PR #6642, opened 2022-08-07
makefile(all): add format and check targets for makefiles

hi-rustin:

Issue Number: ref https://github.com/pingcap/tiflow/issues/6493

See more: https://github.com/pingcap/tiflow/pull/6595#discussion_r936421163

Add format and check targets for makefiles. 

#### Tests 

 - No code

No
No
### Release note 

```release-note
None
```

### DIFF
--- a/Makefile
+++ b/Makefile
@@ -6,7 +6,8 @@
 	mysql_docker_integration_test mysql_docker_integration_test_with_build \
 	build_mysql_integration_test_images clean_integration_test_images \
 	dm dm-master dm-worker dmctl dm-syncer dm_coverage \
-	engine tiflow tiflow-demo tiflow-chaos-case engine_image help
+	engine tiflow tiflow-demo tiflow-chaos-case engine_image help \
+	format-makefiles
 
 .DEFAULT_GOAL := default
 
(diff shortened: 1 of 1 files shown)


hi-rustin:
/hold 
We should also use SED in other targets.

lonng (approved):

Makefile
```diff
@@ -120,6 +130,14 @@ test: unit_test dm_unit_test engine_unit_test
 
 build: cdc dm engine
 
+check-makefiles: ## Check the makefiles format.
+check-makefiles: format-makefiles
+	@git diff --exit-code -- $(MAKE_FILES) || (echo "Please format Makefiles by running 'make format-makefiles'" && false)
+
+format-makefiles: ## Format all Makefiles.
+format-makefiles: $(MAKE_FILES)
+	$(SED) -i -e 's/^\(\t*\)  /\1\t/g' -e 's/^\(\t*\) /\1/' -- $?
```
amyangfei, line 139: No need to address. It works fine if the indent of tab is 2 or 4 spaces, but in 4 spaces scenario we need to run `make format-makefiles` multiple times to replace all spaces.

amyangfei (approved):

amyangfei:
> /hold We should use SED in other targets.

What does other targets mean

hi-rustin:
> > /hold We should use SED in other targets.
> 
> What does other targets mean

I meant the target which uses the sed. Like `dm_coverage`.

hi-rustin:
/unhold

Ready to merge.

Makefile
hi-rustin: Good catch!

====================

Each line in the listing is to be returned exactly.

PR #6642, opened 2022-08-07
makefile(all): add format and check targets for makefiles

hi-rustin:

Issue Number: ref https://github.com/pingcap/tiflow/issues/6493

See more: https://github.com/pingcap/tiflow/pull/6595#discussion_r936421163

Add format and check targets for makefiles. 

#### Tests 

 - No code

No
No
### Release note 

```release-note
None
```

### DIFF
--- a/Makefile
+++ b/Makefile
@@ -6,7 +6,8 @@
 	mysql_docker_integration_test mysql_docker_integration_test_with_build \
 	build_mysql_integration_test_images clean_integration_test_images \
 	dm dm-master dm-worker dmctl dm-syncer dm_coverage \
-	engine tiflow tiflow-demo tiflow-chaos-case engine_image help
+	engine tiflow tiflow-demo tiflow-chaos-case engine_image help \
+	format-makefiles
 
 .DEFAULT_GOAL := default
 
(diff shortened: 1 of 1 files shown)


hi-rustin:
/hold 
We should also use SED in other targets.

lonng (approved):

Makefile
```diff
@@ -120,6 +130,14 @@ test: unit_test dm_unit_test engine_unit_test
 
 build: cdc dm engine
 
+check-makefiles: ## Check the makefiles format.
+check-makefiles: format-makefiles
+	@git diff --exit-code -- $(MAKE_FILES) || (echo "Please format Makefiles by running 'make format-makefiles'" && false)
+
+format-makefiles: ## Format all Makefiles.
+format-makefiles: $(MAKE_FILES)
+	$(SED) -i -e 's/^\(\t*\)  /\1\t/g' -e 's/^\(\t*\) /\1/' -- $?
```
amyangfei, line 139: No need to address. It works fine if the indent of tab is 2 or 4 spaces, but in 4 spaces scenario we need to run `make format-makefiles` multiple times to replace all spaces.

amyangfei (approved):

amyangfei:
> /hold We should use SED in other targets.

What does other targets mean

hi-rustin:
> > /hold We should use SED in other targets.
> 
> What does other targets mean

I meant the target which uses the sed. Like `dm_coverage`.

hi-rustin:
/unhold

Ready to merge.

Makefile
hi-rustin: Good catch!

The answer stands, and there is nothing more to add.